Nach #MeToo nun #MeTwo: Seit Mesut Özils Rücktritt aus der Fußballnationalmannschaft schreiben Betroffene über rassistische Erfahrungen in deutschen Schulen und Clubs, auf dem Arbeits- und Wohnungsmarkt.
Der Journalist Ali Can hat den neuen Hashtag ins Leben gerufen. "Two" beschreibt die beiden Seiten seines kulturellen Selbstverständnisses: "Ich fühle mich in Deutschland zuhause, habe hier Freunde, gehe hier arbeiten. Und gleichzeitig kann ich mich mit einem anderen Land, einer anderen Kultur verbunden fühlen", sagt Can.
Keine Einzelfälle
Mit der MeToo-Debatte des letzten Jahres haben sich Stars wie Uma Thurman, Björk und Lady Gaga solidarisiert. Jede Frau, also die Hälfte der Menschheit, ist ein potentielles Opfer. Migranten dagegen sind eine Minderheit. Unter #MeTwo wird bisher eine eher regionale Debatte in Deutschland geführt. Inzwischen hat sie sich zwar auch nach Schweden ausgeweitet, oft aber werden die veröffentlichten Rassismuserfahrungen relativiert oder gar angezweifelt.
Auf der anderen Seiten sind die Tweets teilweise als bittere Anklage gegen Deutsche formuliert. Sind wir jetzt alle Rassisten? Und wie viel von dem "weißen Mann" steckt in uns, der sich in seiner privilegierten Position bedroht sieht, nur weil andere gleiche Rechte fordern?
Darüber haben wir mit der Autorin und Kulturwissenschaftlerin Asal Dardan gesprochen. Das Besondere an den geteilten Erfahrungen beider Hashtags sei für sie, dass durch die Menge der Tweets deutlich werde: "dass das alles keine Einzelfälle sind, sondern ein strukturelles Problem, das die gesamte Gesellschaft betrifft".

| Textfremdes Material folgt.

PR #648, opened 2024-05-03
Correct `MacOSBuilder`'s `PreBuild` step

paulhazen:
While investigating a related issue I discovered that the `MacOSBuilder`'s `PreBuild` function was inappropriately overridden. Per the documentation on the base implementation of `PreBuild` within `PlatformSpecificBuilder`:

```c#
/// <summary>
/// Implement this function on a per-platform basis to provide custom logic for the platform being compiled.
/// Any overriding implementations should first call the base implementation.
/// </summary>
/// <param name="report"></param>
public virtual void PreBuild(BuildReport report)
{
    // Check to make sure that the platform configuration exists
    CheckPlatformConfiguration();

    // Configure the version numbers per user defined preferences
    ConfigureVersion();

    // Check to make sure that the binaries for the platform exist, and build them if necessary.
    CheckPlatformBinaries();
}
```

I'm not certain how this got introduced - very likely it's my oversight. But it's a good reminder to make sure you read the documentation for any function you are overriding. In this particular case the overridden function was using an old means of checking to see that the binaries existed - but as you'll note from the base implementation above there is more that this function does, and those steps were being ignored.


arthur740212 (approved):
Does the checks check from both the package path and the project path?

Assets/Plugins/macOS/Editor/MacOSBuilder.cs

Der "privilegierte, weiße Mann" als Symbol für die Norm
Nach Asal Dardan sollten die einzelnen "Erfahrungsminiaturen" deshalb auch in ihrer Gesamtheit gesehen werden – als eine Art Schleuse zu einer Sichtweise, die in der Mehrheitsgesellschaft bisher noch keine Beachtung fand. "Es wird ja auch oft gesagt: Stell dich jetzt nicht so an, das ist jetzt einmal nicht so das Problem! Aber diese Leute berichten, dass ihr ganzen Leben geprägt ist von diesen kleinen Miniaturen. Wenn man in der Twitter-Logik bleibt, dann ist das Leben eines Menschen, der von Rassismus betroffen ist, ein ganzer Thread von diesen #MeTwo-Tweets."
Der in dem Zusammenhang mit der Debatte immer wieder genannte "privilegierte weiße Mann" sei ein Symbol für die Norm, auf die die Gesellschaft ausgerichtet sei. "Viele reiben sich an dem Wort 'Privileg'", sagt Dardan. Privilegiert hieße aber nicht automatisch ein besseres Leben zu führen, sondern aufgrund bestimmter Merkmale keine Diskriminierung zu erfahren. "Der 'weiße Mann' wird nie eine Wohnung nicht kriegen, weil er ein weißer Mann ist. Oder von jemanden beschimpft werden, weil er ein weißer Mann ist."
Es sei ein Unterschied, so Dardan, ob man eine Rassismuserfahrung mache oder ob man sich einen Rassismusvorwurf anhören müsse. Der Erfahrung sei man ausgesetzt, doch dem Vorwurf könnte man etwas entgegensetzen.